Текущая страница: 7 (всего у книги 36 страниц) [доступный отрывок для чтения: 10 страниц]

Шрифт:
- 100% +
Глава 9

Такова взаимная расположенность друзей, простирающаяся до того, что каждый по совести считает себя неправым, если не отвечает любовью на любовь, не требуя ничего со своей стороны, кроме взаимного сочувствия. Отсюда плач о смерти друга и мрачная печаль, и вместо сладости сочувствия горесть осиротевшего сердца, и от потери жизни умирающих смерть живущих. Блажен, кто любит Тебя, кто любит и ближнего в Тебе и врага ради Тебя. Тот не теряет близких своему сердцу, для кого дороги все ради Того, Кто никогда не перестает существовать, но вечно пребывает. И кто же это, как не Ты, Боже наш, Бог, сотворивший небо и землю и наполнивший их, Который тем и сотворил их, что наполняешь их? Тебя никто не теряет, кроме того, кто сам удаляется от Тебя; а кто удаляется от Тебя, куда стремится или куда бежит, как не от Твоей кротости к Твоему же гневу? Не везде ли встречает он закон Твой в наказании своем? И закон Твой – истина, и истина – Ты.

Глава 10

Боже Сил! обрати ны, и просвети лице Tвoe, и спасемся (Пс. 79, 8). По каким бы путям душа человеческая ни устремилась, кроме пути, ведущего к Тебе, все другие пути ведут ее к печалям; и хотя предметы пристрастия человеческого прекрасны сами в себе как творения Твои, но без Тебя они не поведут душу к Тебе. Все они являются и исчезают, рождаются и умирают, и, появляясь на свет, как бы начинают свое бытие, растут и усовершаются, усовершаясь состариваются, а, состариваясь, умирают и разрушаются; не все состариваются, но все умирают; и все они ничего бы не значили сами по себе, если бы не заимствовали значения своего от Тебя. Когда они появляются и силятся заявить свое существование, то чем скорее растут и усовершаются, тем быстрее спешат к прекращению бытия своего – такова уж их норма, таковы условия их существования. Ибо Ты настолько сообщил им даров Своих, насколько они могли вместить их, не составляя собою целого, а будучи только частями целого, так что все они только в совокупности своей со всею преемственностью своею представляют целое, т. е. все, или вселенную, которой они суть части. Тоже самое бывает и с речью нашею, выражаемою словами. Речь не выходила бы у нас полною, если бы одно слово, прозвучав частью складов своих, не замирало после того, чтобы дать место другому. Да восхвалит же Тебя душа моя за все творение Твое, Тебя, Боже и Творче всего сущего; но да не останавливается она на одном творении, погружаясь в него всецело, всеми чувствами своими. Ибо все в мире сем не вечно, а пагубная привязанность ко всему преходящему терзает душу нашу, которой врождено стремиться к жизни и наслаждаться любимыми предметами.

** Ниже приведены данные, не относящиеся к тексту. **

PR #3877, opened 2026-09-04
fix(observer): don't store observations parsed from the init reply

sanztheo:
## Symptom

An observation can be stored asserting work that never happened.

A session that had made no tool calls yet got this stored a few seconds in, before its only `Edit` was processed:

- title: *"Provider credit exhaustion detection"*
- narrative: *"Provider behavior was extended so exhausted credits are recognized as a distinct condition"*
- `files_modified: []`

Nothing had been observed at that point. The observation is a paraphrase of the user's prompt, stored as memory. It then feeds cross-session context injection like any real one — which is worse than a missing observation, because the next session reads it as something that happened.

## Mechanism

`OpenAICompatibleProvider.startSession` sends the briefing prompt as a standalone query and hands the reply straight to the storage path:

Здесь же не на чем ей остановиться для успокоения своего, потому что все непостоянно и скоротечно, и кто телесным чувством понимает скоротечное, или, поймав, может удержать его? Тупо и медленно для этого телесное чувство по самой своей природе. Оно пригодно для того, для чего и дано, но недостаточно для того, чтобы удержать преходящее от положенного начала до положенного конца. Ибо в слове Твоем, коим все сотворено, читаем и поучаемся: до сего дойдеши, и не прейдеши (Иов. 38, 11; Пс. 103, 9).

Глава 11

Перестань же, душа моя, суетиться, чтобы не заглохло в тебе чутье сердца твоего от тревоги сует твоих. Внемли и ты: Само Слово зовет тебя на путь обращения, и там найдешь ты место успокоения ничем не возмутимого, где нет насильственного перерыва для любви, доколе только существует она. Вот твари: одни преходят, другие приходят, сменяя друг друга, и всеми частями своими составляют дольний мир сей. А куда пойду я, о том говорит слово Божие. Тут утверди стан свой: здесь остановись с полным доверием и расположись со всем достоянием твоим, душа моя, после того, как ты уже испытала ложь и обманы других путей. Вот истина, что только есть у тебя истинного, и ничего не потеряешь; и все ошибки твои исправятся, и болезни исцелятся, и все прошедшее твое преобразуется, и явится в новом свете, и не будет в разладе с тобою и все, с чем ты разлучаешься здесь на время, не оставит тебя навсегда; не останется с тобою, и пребудет у сущего и пребывающего во веки Бога.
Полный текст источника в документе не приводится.